Canonical Noether and the energy-momentum non-uniqueness problem in linearized gravity

TL;DR

This paper investigates the non-uniqueness of energy-momentum tensors in linearized gravity, demonstrating that infinitely many such tensors exist and challenging the idea of a unique connection to Noether's theorem.

Contribution

It provides a comprehensive analysis showing the existence of infinitely many conserved energy-momentum tensors in linearized gravity, undermining claims of uniqueness from the Noether procedure.

Findings

Infinitely many conserved energy-momentum tensors exist in linearized gravity.

Superpotentials alone do not determine a unique energy-momentum tensor.

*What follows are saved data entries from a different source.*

PR #74, opened 2020-04-20
Add Travis integration

sgrossberndt:
* Improve xmllint
  * Change indent from one space to one tab
  * Enforce UTF-8 encoding
  * Remove XMLSpy comments
* Improve travis-commit
  * Allow Travis to push updates to all branches except master
  * Remove tagging

### DIFF
--- a/.travis.yml
+++ b/.travis.yml
@@ -1,0 +1,10 @@
+language: minimal
+
+before_script:
+  - sudo apt-get install -qq libxml2-utils
+
+script:
+  - bash .travis/xmllint-check.sh
+
+after_script:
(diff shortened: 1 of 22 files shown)


sgrossberndt:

No meaningful connection to Noether's theorem can be established due to non-uniqueness.

Abstract

Recent research has highlighted the non-uniqueness problem of energy-momentum tensors in linearized gravity; many different tensors are published in the literature, yet for particular calculations a unique expression is required. It has been shown that (A) none of these spin-2 energy-momentum tensors are gauge invariant and (B) the Noether and Hilbert energy-momentum tensors are not, in general, equivalent; therefore uniqueness criteria is difficult to specify. Conventional wisdom states that the various published energy-momentum tensors for linearized gravity can be derived from the canonical Noether energy-momentum tensor of spin-2 Fierz-Pauli theory by adding ad-hoc 'improvement' terms (the divergence of a superpotential and terms proportional to the equations of motion), that these superpotentials are in some way unique or physically significant, and that this implies some meaningful connection to the Noether procedure. To explore this question of uniqueness, we consider the most general possible energy-momentum tensor for linearized gravity with free coefficients using the Fock method. We express this most general energy-momentum tensor as the canonical Noether tensor, supplemented by the divergence of a general superpotential plus all possible terms proportional to the equations of motion. We then derive systems of equations which we solve in order to prove several key results for spin-2 Fierz-Pauli theory, most notably that there are infinitely many conserved energy-momentum tensors derivable from the 'improvement' method, and there are infinitely many conserved symmetric energy-momentum tensors that follow from specifying the Belinfante superpotential alone. $\dots$ since there are infinitely many energy-momentum tensors of this form, no meaningful or unique connection to Noether's first theorem can be claimed by application of the canonical Noether 'improvement' method.